Exercise aim: Only a number is expected in reply: the number of lines below that include the word "parameters".

[Saved data entries]
▬▬▬▬▬▬▬▬▬▬

PR #56, opened 2023-02-08
Auto Device Provisioning

Steve-Mcl:
### Implements provisioning capability

To achieve the downloading of credentials, reloading the config, re-initialising the agent etc an AgentManager class was added to coordinate these operations.

### Commit notes...

> Adds a new class AgentManager that coordinates the provisioning
>  In particular file checks, device creation, file updates (fs-extra),
>  anti-repeat (to avoid unlimited device creation),
>  stopping, restarting and reloading the agent

To clarify the "anti repeat" part. If the device is provisioned in the Forge DB (i.e. a device is created from the provisioning token) we MUST ensure the "spent" provisioning token can be deleted BEFORE we generate the new device. So great care was put into ensuring files are accessible/writeable/delete-able before the "POST" to generate occurs.

> Moves the configuration from  index.js to the AgentManager -
>  in order to implement hot agent reload after provisioning

> Moves the device.yml existence checks out of config.js to index.js
>  to support agent reloading

> Adds the token checks to config.js to determine provisioning mode

> Added SIGTERM and SIGQUIT and refactored exiting to
>  ensure cleanup and halting

> Adds each class to its own exports (for type checking and improved DX)

Tests were updated/added but in interest of keeping the review size down and getting it out sooner, I have only implemented very basic tests.

## Related Issue(s)

[Feature Request: Automatic device join to project or easy setup scritpt for mass deploys#1212](https://github.com/flowforge/flowforge/issues/1212)

## Checklist

    - [ ] Upgrade instructions
    - [ ] Configuration details
    - [ ] Concepts

## Labels

 - [-] Backport needed? -> add the `backport` label
 - [-] Includes a DB migration? -> add the `area:migration` label

### DIFF
--- a/lib/AgentManager.js
+++ b/lib/AgentManager.js
@@ -139,36 +139,39 @@ class AgentManager {
     }
 
     async provisionDevice (provisioningURL, provisioningTeam, provisioningToken) {
+        debug('Provisioning device')
+
+        // sanity check the parameters
+        provisioningURL = provisioningURL || this.configuration.forgeURL
+        provisioningTeam = provisioningTeam || this.configuration.provisioningTeam
+        provisioningToken = provisioningToken || this.configuration.token
+        const provisioningConfig = {
+            provisioningMode: true,
+            provisioningTeam,
+            forgeURL: provisioningURL,
+            token: provisioningToken
+        }
+        let provisioningOK = false
+        let postResponse = null
+
         try {
-            debug('Provisioning device')
-
-            // sanity check the parameters
-            provisioningURL = provisioningURL || this.configuration.forgeURL
-            provisioningTeam = provisioningTeam || this.configuration.provisioningTeam
-            provisioningToken = provisioningToken || this.configuration.token
-            const provisioningConfig = {
-                provisioningMode: true,
-                provisioningTeam,
-                forgeURL: provisioningURL,
-                token: provisioningToken
-            }
-
             // before we do anything, check if the device can be provisioned
             // These checks will ensure files are writable and the necessary settings are present
             if (await this.canBeProvisioned(provisioningConfig) !== true) {
-                warn('Device cannot be provisioned. Check the logs for more information.')
-                this.reloadAgent(6000 /* 60000 */) // reload as the device.yml file may have been fixed or updated
-                return false
+                throw new Error('Device cannot be provisioned. Check the logs for more information.')
             }
 
             // Get the local IP address / MAC / Hostname of the device for use in naming
-            const { host, ip, mac } = await this._getDeviceInfo(provisioningConfig.forgeURL)
-            const type = 'Auto Provisioned Device'
+            const { host, ip, mac, forgeOk } = await this._getDeviceInfo(provisioningConfig.forgeURL)
+            if (!forgeOk) {
+                throw new Error('Unable to connect to the Forge Platform')
+            }
+            const type = 'Auto Provisioned' + (provisioningConfig.provisioningName ? ` [${provisioningConfig.provisioningName}]` : '')
             const team = provisioningConfig.provisioningTeam
-            const name = (host || ip) + (mac ? ` (${mac})` : '')
+            const name = ((host || ip) + (mac ? ` (${mac})` : '')) || 'New Device'
 
             // Provision this device in the forge platform and receive the device ID, credentials and other details
-            const response = await got.post(`${provisioningConfig.forgeURL}/api/v1/devices`, {
+            postResponse = await got.post(`${provisioningConfig.forgeURL}/api/v1/devices`, {
                 headers: {
                     'user-agent': `FlowForge Device Agent v${this.configuration?.version || ' unknown'}`,
                     authorization: `Bearer ${provisioningConfig.token}`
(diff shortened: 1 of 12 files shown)


lib/AgentManager.js
```diff
@@ -0,0 +1,414 @@
+// AgentManager: A class that manages the device agent.
+// It can start/stop and reload the agent
+
+const { initLogger, info, warn, debug } = require('./log')
+const { default: got } = require('got/dist/source')
+const agent = require('./agent')
+const os = require('os')
+const path = require('path')
+const fsExtra = require('fs-extra')
```
knolleary, line 9: What operation requires `fs-extra`? I find Node 16+ core `fs` has pretty much everything I ever resorted to `fs-extra` for.

knolleary:
Lots of test failures that need investigating.

lib/AgentManager.js
Steve-Mcl: Using async / promises, I could devise no simple means of determining if a file exists (depreciated in fs) and 

Happy to revise is necessary.

Steve-Mcl:
Will run this on linux to see why tests fail (they run on win box)

lib/AgentManager.js
knolleary: `fs.existsSync` works just fine and isn't deprecated. Require it from the non-promise fs module...

```
const { existsSync } = require ('fs')
```

Steve-Mcl:
@knolleary  Test sandbox was not being restored. Instead of directly setting the new agent to a stub, I wrapped it in a sinon.stub so that `sinon.restore` actually restored the stub. This then fixed the many failing tests.

 ready for re-review.

lib/AgentManager.js
Steve-Mcl: I'm not getting notifications of comments! Will revise now.

Steve-Mcl:
@knolleary worked out a few kinks with using fs and improved resilience of the agent when conditions are not perfect (e.g. forge offline would crash agent, certain file permission/RO conditions would cause the download & writing of token not possible)

Ready for review once more.

Apologies for the delays but I am much happier with it now.

knolleary:
>Ready for review once more.
> Apologies for the delays but I am much happier with it now.

As mentioned throughout this week, I'm out of the office next week and I had a hard stop of 5pm today. This has come in too late for me to look - it's just too big a change and needs manual verification and testing that I'm not in a position to do now. 

@hardillb please can you look at this on Monday?

Steve-Mcl:
> As mentioned throughout this week, I'm out of the office next week and I had a hard stop of 5pm today. This has come in too late for me


@knolleary sorry about that, as I mentioned in my reply, I didnt get any notifications yesterday about your request to remove fsextra (but I appreciate your desire to minimise imports).  Once I spotted the reply (around 3:30pm today) I did attempt to get this resolved before 5PM (and almost did) but I was not satisfied with it as a stable working finished article & knowing the risks of generating unlimited devices (should the file system be in an undesirable state for auto provisioning to be successful), it took me another hour of testing to get it to a place I was happy to publish.  I needed (in my own mind) to be happy with it before pushing to gh (testing device.yml as a permissions locked file/read-only/busy/locked by a process, on both Linux & windows etc etc etc) so took more time that I had hoped. I just felt it was too important to ship without thorough testing since I could/should not expect a reviewer to go to the same lengths as I did to ensure as many scenarios as possible were covered. I am very conscientious you know ;) 

What I fear may not be apparent in this particular instance is the many considerations made with regards to the overall device provisioning activity in mind (for example, before this PR, the Agent would crash should the API be offline or should the device file be locked or read-only or have a permissions issue there was the possibility of generating unlimited devices).  As an integrator, I would not expect a remote agent to crash simply because the API was offline (the effort to reboot xxx amount of devices is not a happy prospect). Additionally, as a FF customer, I would not expect an integrators error with file permissions to cause many multiple devices to be generated.  All of this testing and iteration took more time than I had hoped but I do hope (from a quality POV) it was worth the effort and delay. 

I hope this (rather long) list of excuses help you appreciate my lateness Nick 🤞

lib/AgentManager.js
Steve-Mcl: Resolved in [1fefb9f](https://github.com/flowforge/flowforge-device-agent/pull/56/commits/1fefb9f1eb71469e62c17b4f851a6705fcc56cf1)

hardillb (changes requested):
Just 2 small changes.

And I also have a question about the hostname/mac address if the device agent starts in a docker container. I will try and find a way to test that in a moment

lib/mqtt.js
```diff
@@ -4,7 +4,13 @@ const { IntervalJitter } = require('./IntervalJitter')
 const url = require('url')
 
 class MQTTClient {
+    /**
+     * HTTP Client for the FlowForge API
```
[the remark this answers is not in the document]
Steve-Mcl: [5334fee](https://github.com/flowforge/flowforge-device-agent/pull/56/commits/5334feec3247e1c1c020f75ed1dc7e90b2ea9880)

lib/AgentManager.js
```diff
@@ -0,0 +1,460 @@
...
+        if (!this.options) {
+            throw new Error('Agent Manager not initialised')
+        }
+        if (this.state === 'starting' || this.state === 'started') {
+            return this.state
+        }
+        this.state = 'starting'
+        info('Agent starting...')
+        try {
+            this.reloadConfig()
```
hardillb, line 70:
```suggestion
            await this.reloadConfig()
```

Steve-Mcl: well spotted fine sir

hardillb (approved):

▬▬▬▬▬▬▬▬▬▬

Final answer: 2